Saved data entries
========

PR #1546, opened 2026-08-14
fix: wrap long checkbox, checkbox group and radio group option labels

### LINKED ISSUE #1545: Checklist item text does not wrap for long labels
### Describe the Bug

Long text in a checklist form field item does not wrap in the rendered form. The container has a fixed max width, so overflowing text gets cut off with no way to read the full item in the UI. The only way to see the full content is via the browser Inspect panel.

Image

### Steps to Reproduce

1. Create a checklist field in a form with an option label long enough to exceed the checklist item's width
2. Render the form (e.g. in Tasklist)
3. The label text is cut off instead of wrapping to a new line, and there is no way to widen the view to read it

### Expected Behavior

Long checklist item labels should wrap onto multiple lines instead of being cut off.

### Environment

- Host (Browser/Node version), if applicable: Chrome Version 151.0.7922.109
- OS: MacOS Tahoe 26.5.1
- Library version: Tasklist, cluster version8.9.14
### Context

https://camunda.slack.com/archives/C08MRKHJ0CD/p1786544091921849

barmac:
image

Closes #1545

---

### Problem

Option labels reuse the shared `.fjs-form-field-label` rule, which carries `white-space: nowrap; overflow: hidden` — truncation intended for *field* labels. Applied to checkbox / checkbox group / radio group option text there is no ellipsis and no way to widen the view, so long labels are simply unreadable. Reproducible in the viewer and in the editor.

### Fix

* `.fjs-inline-label` → `align-items: flex-start`, so the input stays next to the *first* line of a wrapping label. The class is used only by checkbox, checkbox group and radio group, so the scope is precise.
* option labels → `white-space: normal; overflow: visible; overflow-wrap: anywhere`.

`overflow-wrap: anywhere` rather than `break-word` is load-bearing: the label is a flex item whose `min-width: auto` equals its min-content size, and `break-word` does not reduce that — a long URL still overflows with `break-word` and wraps correctly with `anywhere`.

The label text and the required asterisk are now wrapped in a single `<span class="fjs-label-content">`. As separate flex items the asterisk detached to the far right of a wrapped label, which is visible on a required checkbox with a long label.

### Verification

Base and Carbon themes, rendered before / after: checked, unchecked, readonly, disabled, long sentence, long URL, and narrow columns (words break rather than clip). Viewer and editor checked against a real build.

### Notes

* :warning: **Visual regression will fail** until the snapshots are regenerated — `align-items: flex-start` shifts single-line option text a few pixels, and both `form.json` and `complex.json` contain checkbox groups and radio groups. Needs the `update-snapshots` label.
* Unrelated, pre-existing: Carbon's `.fjs-form-field-checklist .fjs-form-field-label:not(:first-of-type)` (`carbon-styles.scss:645`) no longer matches option labels — under the current markup each option label is the only `<label>` in its wrapper, so it *is* `:first-of-type`, and the Carbon option font sizing is silently not applying.

🤖 Generated with [Claude Code](https://claude.com/claude-code)


nikku (approved):

barmac:
Released in v1.25.0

========

§ **What needs to be done**
Out of the records above, pull each line containing the word "Carbon".

§ **Written answer**
Base and Carbon themes, rendered before / after: checked, unchecked, readonly, disabled, long sentence, long URL, and narrow columns (words break rather than clip). Viewer and editor checked against a real build.
* Unrelated, pre-existing: Carbon's `.fjs-form-field-checklist .fjs-form-field-label:not(:first-of-type)` (`carbon-styles.scss:645`) no longer matches option labels — under the current markup each option label is the only `<label>` in its wrapper, so it *is* `:first-of-type`, and the Carbon option font sizing is silently not applying.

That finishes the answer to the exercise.